(Beginning of Data records)

Issue #50, opened 2021-03-16
nwis_client: Retrieving large amounts of data takes too long


jarq6c:
Case study: A user needs to conduct a long evaluation and wants 25 years of streamflow data from 2000+ USGS gage locations.

Obstacles:

1. We currently only parallelize by site, can we parallelize by chunking in time?
2. How do we get around limited memory?
3. Will this break `requests_cache`?
4. Can a `DataFrame` cache help us here?

Based on a use-case from @hellkite500 

@aaraney not necessarily looking for solutions here yet. Just wanted to start the discussion. The `nwis_client` tool was really the first tool we fleshed out. So, it seems fitting to start discussions about scaling `evaluation_tools` here.

aaraney:
I have conflicting views about this. On one hand, I totally get the desire to have the Swiss army knife of data retrieval tools, but on the other hand I think expecting that one software can fulfill every use case without having to write a bit of code yourself is just not realistic. 

> @aaraney not necessarily looking for solutions here yet.

Well below are some unsolicited starting solutions.

> Obstacles:
> 
> We currently only parallelize by site, can we parallelize by chunking in time?

I think we can achieve this by using a defined time period. So for example, time periods greater than 1 year are chunked by year. I don't see this being an option that the user can specify like the `partition_max_size` we have now that determines when to split by site. I make this point because dealing with time just gets messy thanks in part to the Romans. Chunking by month also seems too granular, but I'm happy to hear what others think about this and other proposed approaches.

> How do we get around limited memory?

This is a more difficult question to answer. I guess first off, to answer this you've got to come up with a system agnostic heuristic that answers, "should I save too disk or not?" Additionally, when does the software ask this question and how often? Or is it just a one time thing (at run time)? I just think there are a lot of edge cases that require speaking to if we want to fully satisfy this question.

As for how can we actually get around the memory barrier, I think a simple sqlite db should suffice. As workers complete a job instead of leaving their response in memory, they write to a local sqlite db that can be queried. The sqlite db could reflect the `evaluation_tools` canonical dataframe. I think there is a valid argument for using `HDF` here or something like `feather` and im open to hear those arguments, just trying to stay true to the `evaluation_tools` mission of tools for data scientists. SQL syntax, while not as common in hydrology in my experience, is a tool most data scientists have.

> Will this break requests_cache?

If you mean once you make the call that hits `NWIS` if you make the same identical call will it hit `NWIS` again? That should still work properly.

[...]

(End of Data records)

• Your goal: Set every record down again, exactly as given.

• Output:
Issue #50, opened 2021-03-16
nwis_client: Retrieving large amounts of data takes too long


jarq6c:
Case study: A user needs to conduct a long evaluation and wants 25 years of streamflow data from 2000+ USGS gage locations.

Obstacles:

1. We currently only parallelize by site, can we parallelize by chunking in time?
2. How do we get around limited memory?
3. Will this break `requests_cache`?
4. Can a `DataFrame` cache help us here?

Based on a use-case from @hellkite500 

@aaraney not necessarily looking for solutions here yet. Just wanted to start the discussion. The `nwis_client` tool was really the first tool we fleshed out. So, it seems fitting to start discussions about scaling `evaluation_tools` here.

aaraney:
I have conflicting views about this. On one hand, I totally get the desire to have the Swiss army knife of data retrieval tools, but on the other hand I think expecting that one software can fulfill every use case without having to write a bit of code yourself is just not realistic. 

> @aaraney not necessarily looking for solutions here yet.

Well below are some unsolicited starting solutions.

> Obstacles:
> 
> We currently only parallelize by site, can we parallelize by chunking in time?

I think we can achieve this by using a defined time period. So for example, time periods greater than 1 year are chunked by year. I don't see this being an option that the user can specify like the `partition_max_size` we have now that determines when to split by site. I make this point because dealing with time just gets messy thanks in part to the Romans. Chunking by month also seems too granular, but I'm happy to hear what others think about this and other proposed approaches.

> How do we get around limited memory?

This is a more difficult question to answer. I guess first off, to answer this you've got to come up with a system agnostic heuristic that answers, "should I save too disk or not?" Additionally, when does the software ask this question and how often? Or is it just a one time thing (at run time)? I just think there are a lot of edge cases that require speaking to if we want to fully satisfy this question.

As for how can we actually get around the memory barrier, I think a simple sqlite db should suffice. As workers complete a job instead of leaving their response in memory, they write to a local sqlite db that can be queried. The sqlite db could reflect the `evaluation_tools` canonical dataframe. I think there is a valid argument for using `HDF` here or something like `feather` and im open to hear those arguments, just trying to stay true to the `evaluation_tools` mission of tools for data scientists. SQL syntax, while not as common in hydrology in my experience, is a tool most data scientists have.

> Will this break requests_cache?

If you mean once you make the call that hits `NWIS` if you make the same identical call will it hit `NWIS` again? That should still work properly.

[...]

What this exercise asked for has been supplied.